Gapless edge states and their stability in two-dimensional quantum magnets

We study the nature of edge states in extrinsically and spontaneously dimerized states of two-dimensional spin-$\frac{1}{2}$ antiferromagnets, by performing quantum Monte Carlo simulation. We show that a gapless edge mode emerges in the wide region of the dimerized phases, and the critical exponent of spin correlators along the edge deviates from the value of Tomonaga-Luttinger liquid (TLL) universality in large but finite systems at low temperatures. We also demonstrate that the gapless nature at edges is stable against several perturbations such as external magnetic field, easy-plane XXZ anisotropy, Dzyaloshinskii-Moriya interaction, and further-neighbor exchange interactions. The edge states exhibit non-TLL behavior, depending strongly on model parameters and kinds of perturbations. Possible ways of detecting these edge states are discussed. Properties of edge states we show in this paper could also be used as reference points to study other edge states of more exotic gapped magnetic phases such as spin liquids.

Figure 1

(a) 2D dimerized model with bond alternation along the $y$ direction. (b) 2D $J{Q}_3$ model with six-spin interaction term. The modified coupling constant $Q_3^{\prime }$ on edges is explained in Sec. 2.

Figure 2

Spin-spin correlation $|S_{\mu \mu }\left(r_x\right)|=|\langle S_{(r_x,0)}^{\mu }{S}_{(0,0)}^{\mu }\rangle |$ on the edge in the dimerized phase of (a) dimerized model and (b) $J{Q}_3$ model. Insets: Results along the bulk direction: $|B_{\mu \mu }\left(r_y\right)|=|\langle S_{(L/2,r_y)}^{\mu }{S}_{(L/2,0)}^{\mu }\rangle |$. We normalize the values of $|S_{xx}\left(1\right)|$ and $|B_{xx}\left(1\right)|$ to be unity.
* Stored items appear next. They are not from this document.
PR #2779, opened 2025-04-30
feat: allow reconcilers to override their own configuration

metacosm:

### DIFF
--- a/operator-framework-core/src/main/java/io/javaoperatorsdk/operator/api/config/AbstractConfigurationService.java
+++ b/operator-framework-core/src/main/java/io/javaoperatorsdk/operator/api/config/AbstractConfigurationService.java
@@ -112,10 +112,18 @@ public class AbstractConfigurationService implements ConfigurationService {
   public <R extends HasMetadata> ControllerConfiguration<R> getConfigurationFor(
       Reconciler<R> reconciler) {
     final var key = keyFor(reconciler);
-    final var configuration = configurations.get(key);
+    var configuration = configurations.get(key);
     if (configuration == null) {
       logMissingReconcilerWarning(key, getReconcilersNameMessage());
+    } else {
+      if (reconciler instanceof ConfigurableReconciler<?> configurableReconciler) {
+        final var overrider = ControllerConfigurationOverrider.override(configuration);
+        configurableReconciler.updateConfigurationFrom(overrider);
+        configuration = overrider.build();
+        configurations.put(key, configuration);
+      }
     }
+
     return configuration;
   }
 
--- a/operator-framework-core/src/main/java/io/javaoperatorsdk/operator/api/config/AbstractConfigurationService.java
+++ b/operator-framework-core/src/main/java/io/javaoperatorsdk/operator/api/config/AbstractConfigurationService.java
@@ -116,6 +116,7 @@ public class AbstractConfigurationService implements ConfigurationService {
     if (configuration == null) {
       logMissingReconcilerWarning(key, getReconcilersNameMessage());
     } else {
+      // if a reconciler is also a ConfigurableReconciler, update and replace its configuration
       if (reconciler instanceof ConfigurableReconciler<?> configurableReconciler) {
         final var overrider = ControllerConfigurationOverrider.override(configuration);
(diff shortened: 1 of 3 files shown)


csviri (changes requested):
What is the use case for this change?

Would be good to document it at least as Javadoc on the interface

metacosm:
> What is the use case for this change?

This allows for `Reconciler` implementations to customize their configuration based on runtime information before being registered in situations where programmatic configuration via manually created `ControllerConfigurationOverrider` might not be easy or straightforward, like the Quarkus extension (and could potentially simplify the Spring Boot starter as well).

xstefank (approved):
The only thing I don't understand is why it's not applied the first time `getConfigurationFor` is called.

csviri:
> > What is the use case for this change?
> 
> This allows for `Reconciler` implementations to customize their configuration based on runtime information before being registered in situations where programmatic configuration via manually created `ControllerConfigurationOverrider` might not be easy or straightforward, like the Quarkus extension (and could potentially simplify the Spring Boot starter as well).

I see thank you, makes sense, just some remarks:

Just for the record: In general in v5 we aimed to remove interface implementation for reconciler since are not easy to discover. However since this is mainly intended for the extension (quarkus/SB) I think it is better to do this way as it is then having it as a default method on reconciler interface.

What however, might be considered as an alternative ( and let me know this if this is also feasible on Quarkus side), I'm quite sure this would work in SB, but can prepare a prototype; is this:

To not bake this mechanism into the core, rather have this interface in the extensions only, and provide it as a bean:

```java
@Singleton
@ForController(MyController.class)
@ForController(MyOtherController.class)
public class MyConfigOverrode implements ConfigurableReconciler {

@Inject 
Object anyBeanOrRuntimeValue

void updateConfigurationFrom(ControllerConfigurationOverrider configOverrider) {
 // my code to use override, possibly using runtime injected beans.
}

}
```

Then is bean instance could be easily used with the current API when the reconciler is registered in the background.

Note the `@ForController(MyController.class)` part. This could be used to identify the controller(s), thus possibly more controllers that share some common values, like label selectors.

Can expand on this later, hope it is clear how I mean it. Pls let me know what do you think.  The pros is that we don't have to introduce an other construct to the core, also might be a more flexible approach for the users (maybe with a more modern API? ). On the other hand the config is not tightly coupled with the reconciler (which might be a good and also a bad thing).

metacosm:
Putting the interface in the extension(s) is something that we discussed, actually. It can make sense but I thought that adding it to the core also made sense since it allows for the feature to be implemented once instead of having to duplicate the logic in slightly different ways in the extensions. It also provides a way for users to tie the configuration code to their reconciler instead of having it distributed in several spots (though, you could certainly organize your code to have it in a single spot, the current implementation doesn't really encourage this). 

That said, it is true that introducing yet another configuration mechanism in the core might confuse users, especially considering that there are some subtleties that would need to be documented so it might indeed make more sense to put this features in extensions that need them.

metacosm:
Started looking into moving that feature into extensions. It would require #2784 at the very least, and most likely a way for extensions to provide their custom configuration instances to the overrider instead of always using `ResolvedControllerConfiguration`.

metacosm:
> Started looking into moving that feature into extensions. It would require #2784 at the very least, and most likely a way for extensions to provide their custom configuration instances to the overrider instead of always using `ResolvedControllerConfiguration`.

Actually, that might not be required if we can continue living with the fact that it is possible to get 2 possibly different versions of a `Reconciler`'s configuration depending on whether it is retrieved from the `ConfigurationService` or `RuntimeInfo`.

metacosm:
See quarkiverse/quarkus-operator-sdk#1090 for how this might look like for the Quarkus extension. Note that I didn't bother with the `ForController` annotation because I tend to think it's quite overkill as a much easier implementation would be to use a shared implementation / bean instead of having the extension have to do the wiring, adding complexity for no obvious benefits, imo.

csviri:
Makes sense, I think it is much better this way at this point to have this in the extension, thank you!!

metacosm:
Closing this PR as this will instead be supported in extensions instead of JOSDK core.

In the inset, we depict only the results for $B_{xx}$ because of the $SU\left(2\right)$ symmetry of the models. Errors are drawn on all symbols, but they are less than the symbol size.

Figure 3

Perturbations in the dimerized model: (a) DM interaction, (b) next-nearest-neighbor interaction, and (c) bond alternation. An open boundary condition is imposed for both $x$ and $y$ directions, and the edge state appears parallel to the $x$ direction. In panel (a), cross circles on $J$ bonds indicate the direction of the ${\mathbf{D}}_{i,j}$ vector.

Figure 4

Edge spin correlations $S_{\mu \mu }\left(r_x\right)$ of (a) dimerized model and (b) $J{Q}_3$ model under a magnetic field $H$. Circles and triangles are the transverse ($\mu =x$) and longitudinal ($\mu =z$) correlators, respectively. We have eliminated a constant part of ${\langle S_j^z\rangle }^2$ from the data of $\mu =z$. Like Fig. 2, we have used the normalization $S_{xx}\left(1\right)=1$.

Figure 5

Magnetization profile $m\left(r_y\right)=\langle S_{L/2,r_y}^z\rangle$ of the dimerized model with $J^{\prime }/J=2$ under magnetic fields $H$ at $r_x=L/2$.

Figure 6

Effects of (a) a DM interaction (equal to XXZ anisotropy), (b) a next-nearest-neighbor interaction, and (c) an extra bond alternation along the edge direction on the edge spin correlations of the dimerized model. Circles and triangles are the results of $\mu =x$ and $\mu =z$, respectively. In panel (c), we have used the semilog scale and have set a larger $J^{\prime }/J=5$ and a lower temperature $T=1/\left(2L\right)$ to depict a clear exponential-decay form of the edge correlation. In all of the panels, we have used the normalization $S_{xx}\left(1\right)=1$.

Figure 7

Schematic inelastic-neutron-scattering spectrum of a 2D spin-Peierls phase with a gapless edge mode in the space of frequency $\omega$ and the wave number $k_x$. The wave number $k_y$ is fixed to $\pi$. The weight in the low-energy region $\omega \lesssim J$ is the contribution from the edge state, the lower bound of which would be similar to the des Cloizeaux-Peason mode $\sim J\left|\sin \right(k_x\left)\right|$. The weight in the higher-energy region $\omega \gtrsim J$ comes from the gapped triplet excitations in the bulk.